APO = apolipoprotein; HDL = high-density lipoprotein; IDL = intermediate-density lipoprotein; VLDL = very low-density lipoprotein.
Apolipoproteins have four major roles: (1) assembly and secretion of the lipoprotein (apo A-I, B100, and B48), (2) structural integrity of the lipoprotein (apo B, E, A-I, and A-II), (3) coactivators or inhibitors of enzymes (apo A-I, A-V, C-I, C-II, and C-III), and (4) binding or docking to specific receptors and proteins for cellular uptake of the entire particle or selective uptake of a lipid component (apo A-I, B100, and E) (Table 45-2). The role of several apolipoproteins (A-IV, A-V, D, H, J, L, and M) remains incompletely understood.
Many proteins regulate the synthesis, secretion, and metabolic fate of lipoproteins; their characterization has provided insight into molecular cellular physiology and targets for drug development (Table 45-3). Discovery of the LDL receptor (LDL-R) represented a landmark in understanding cholesterol metabolism and receptor-mediated endocytosis.4 LDL-R regulates the entry of cholesterol into cells, and tight control mechanisms alter its expression on the cell surface, depending on need. LDL-R belongs to a superfamily of membrane receptors that includes LDL-R, VLDL-R, LDL-R–mediated peptide type 1 (LRP1; apo E receptor), LRP1B, LRP4 (MGEF7), LRP5 and LRP6 (involved in the process of bone formation), LRP8 (apo E receptor-2), and LRP9.5 LRP1, which mediates the uptake of chylomicron remnants and VLDL, preferentially recognizes apo E. LPR1 also interacts with hepatic lipase. The interaction between hepatocytes and the various lipoproteins containing apo E is complex and involves cell surface proteoglycans that provide scaffolding for lipolytic enzymes (lipoprotein lipase [LPL] and hepatic lipase) involved in recognition of remnant lipoproteins. Macrophages express receptors that bind modified (especially oxidized) lipoproteins. These scavenger lipoprotein receptors mediate the uptake of oxidatively modified LDL into macrophages. In contrast to the exquisitely regulated LDL-R, high cellular cholesterol content does not suppress scavenger receptors, thereby enabling intimal macrophages to accumulate abundant cholesterol, become foam cells, and form fatty streaks. Sterol accumulation in the endoplasmic reticulum may lead to cell apoptosis via the unfolded protein response.6 Endothelial cells can also take up modified lipoproteins through a specific receptor, such as the oxidized LDL-R LOX-1.
At least three physiologically relevant receptors bind HDL particles: the scavenger receptor class B (SR-B1) and the adenosine triphosphate (ATP)-binding cassette transporters A1 (ABCA1) and G1 (ABCG1). SR-B1 is a receptor for HDL (also for LDL and VLDL, but with less affinity). SR-B1 mediates the selective uptake of HDL cholesteryl esters in steroidogenic tissues, hepatocytes, and endothelium. ABCA1 mediates cellular phospholipid (and possibly cholesterol) efflux and is necessary and essential for HDL biogenesis. The ABCG1 transporter transfers cellular cholesterol to spherical HDL particles.

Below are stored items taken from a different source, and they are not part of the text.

PR #875, opened 2024-09-02
Solution

pashawarganov:


db/models.py
```diff
@@ -50,3 +54,67 @@ class MovieSession(models.Model):
...
+            })
+
+        if not (1 <= self.seat <= self.movie_session.cinema_hall.seats_in_row):
+            raise ValidationError({
+                "seat": f"seat number must be in available range: "
+                        f"(1, seats_in_row): "
+                        f"(1, {self.movie_session.cinema_hall.seats_in_row})"
+            })
+
+    def save(self, *args, **kwargs) -> Callable:
```
MNDonut, line 118: It's None actually, save doesn't return anything

services/movie.py
```diff
@@ -6,6 +7,7 @@
 def get_movies(
     genres_ids: list[int] = None,
     actors_ids: list[int] = None,
+    title: str = None
```
MNDonut, line 10: str or None

services/movie_session.py
```diff
@@ -42,3 +45,11 @@ def update_movie_session(
 
 def delete_movie_session_by_id(session_id: int) -> None:
     MovieSession.objects.get(id=session_id).delete()
+
+
+def get_taken_seats(movie_session_id: int) -> list:
+    return list(
+        Ticket.objects
+        .filter(movie_session_id=movie_session_id)
```
MNDonut, line 53: Or reuse get_movie_session_by_id and use related_name to fetch tickets of this movies session. But this is ok as well

services/order.py
```diff
@@ -0,0 +1,42 @@
...
+from django.db import transaction
+from django.db.models import QuerySet
+
+from db.models import Order, Ticket, User, MovieSession
+
+
+def create_order(
+        tickets: list[dict],
+        username: str,
+        date: datetime = None
```
MNDonut, line 12: datetime or None. Fix evewhere annotation

services/order.py
```diff
@@ -0,0 +1,42 @@
...
+) -> Order:
+    with transaction.atomic():
+        order = Order.objects.create(user=User.objects.get(username=username))
```
MNDonut, line 15: Use get_user_model instead of using User explicitly because the purpose of AUTH_USER_MODEL is to not hardcode main model

services/order.py
```diff
@@ -0,0 +1,42 @@
...
+        if date:
+            order.created_at = date
+            order.save()
+
+        new_tickets = [
+            Ticket(
+                movie_session=MovieSession.objects.get(
+                    pk=ticket["movie_session"]
+                ),
```
MNDonut, line 24: it's better to set movie_session_id cuz you already have id + avoid unneccessary sql query

services/order.py
```diff
@@ -0,0 +1,42 @@
...
+                seat=ticket["seat"]
+            )
+            for ticket in tickets
+        ]
+
+        Ticket.objects.bulk_create(new_tickets)
+        return order
+
+
+def get_orders(username: str = None) -> QuerySet:
```
MNDonut, line 36: str or None

services/order.py
```diff
@@ -0,0 +1,42 @@
...
+                    pk=ticket["movie_session"]
+                ),
+                order=order,
+                row=ticket["row"],
+                seat=ticket["seat"]
+            )
+            for ticket in tickets
+        ]
+
+        Ticket.objects.bulk_create(new_tickets)
```
MNDonut, line 32: I liked this approach :)

services/user.py
```diff
@@ -0,0 +1,65 @@
...
+
+from db.models import User
+
+
+def create_user(
+        username: str,
+        password: str,
+        email: str = None,
+        first_name: str = None,
+        last_name: str = None
```
MNDonut, line 12: Annotation

services/user.py
```diff
@@ -0,0 +1,65 @@
+from __future__ import annotations
+from django.contrib.auth import get_user_model
```
MNDonut, line 2: But here you use get_user_model, isn't it strange? 👀

services/user.py
```diff
@@ -0,0 +1,65 @@
...
+    return get_user_model().objects.get(pk=user_id)
+
+
+def update_user(
+        user_id: int,
+        username: str = None,
+        password: str = None,
+        email: str = None,
+        first_name: str = None,
+        last_name: str = None,
```
MNDonut, line 42: annotation

MNDonut (changes requested):

services/user.py
pashawarganov: Yes, that's because I had python 3.9. Now I have updated it)

MNDonut (approved):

Lipoprotein Metabolism and Transport
The lipoprotein transport system has two major roles: efficient transport of triglycerides from the intestine and liver to sites of utilization (fat tissue or muscle), and transport of cholesterol to peripheral tissues for membrane synthesis and steroid hormone production or to the liver for bile acid synthesis (Fig. 45-4).
Intestinal Pathway (Chylomicrons to Chylomicron Remnants)

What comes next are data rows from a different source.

PR #876, opened 2024-09-03
solution

mnezbrytska:


db/models.py
```diff
@@ -50,3 +57,78 @@ class MovieSession(models.Model):
...
+    )
+
+    def __str__(self) -> str:
+        return (
+            f"{self.movie_session.movie.title} "
+            f"{self.movie_session.show_time} "
+            f"(row: {self.row}, seat: {self.seat})"
+        )
+
+    class Meta:
```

Life requires fats. The human body derives essential fatty acids (linoleic acid, from which arachidonic acid is derived, and linolenic acid, which leads to the formation of eicosapentaenoic acid) that it cannot make from the diet. Fat typically furnishes 20% to 40% of daily calories. Triglycerides account for the major portion of ingested fats. For an individual consuming 2000 kcal/day, with 30% in the form of fat, this represents approximately 66 g of triglycerides and 250 mg (0.250 g) of cholesterol per day. The intestine has very efficient fat absorption mechanisms, probably evolved to maximize provision of the organism with nutrients under circumstances of limited or irregular availability of food.

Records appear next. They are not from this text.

PR #877, opened 2024-09-03
task done

Sergi0bbb:


db/models.py
```diff
@@ -50,3 +54,75 @@ class MovieSession(models.Model):
...
+
+
+class User(AbstractUser):
+    pass
+
+
+class Order(models.Model):
+    created_at = models.DateTimeField()
+    user = models.ForeignKey(
+        User,
```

On ingestion, lingual and pancreatic lipases hydrolyze triglycerides into FFAs and monoglycerides or diglycerides. Emulsification by bile salts leads to the formation of intestinal micelles. Micelles resemble lipoproteins in that they consist of phospholipids, free cholesterol, bile acids, diglycerides and monoglycerides, FFAs, and glycerol. The mechanism of micelle uptake by intestinal brush border cells still engenders debate. The Niemann-Pick C1-like 1 (NPC1L1) protein is part of an intestinal cholesterol transporter complex and the target for the selective cholesterol absorption inhibitor ezetimibe (see later).7 After uptake into intestinal cells, fatty acids undergo re-esterification to form triglycerides and packaging into chylomicrons inside the intestinal cell and enter the portal circulation (Fig. 45-4, path 1). Chylomicrons contain apo B48, the amino-terminal component of apo B100. In the intestine, the apo B gene is modified during transcription into mRNA by substitution of a uracil for a cytosine via an apo B48–editing enzyme complex (ApoBec). This mechanism involves a cytosine deaminase and leads to a termination codon at residue 2153 and a truncated form of apo B. Only intestinal cells express ApoBec. Apo B48 does not bind to LDL-R. Intestinal cells absorb plant sterols (sitosterol, campesterol), sort these compounds into a separate cellular compartment, and resecrete them into the intestinal lumen via the ABCG5/8 heterodimeric transporter. Mutations of the ABCG5/8 genes cause the rare disorder sitosterolemia.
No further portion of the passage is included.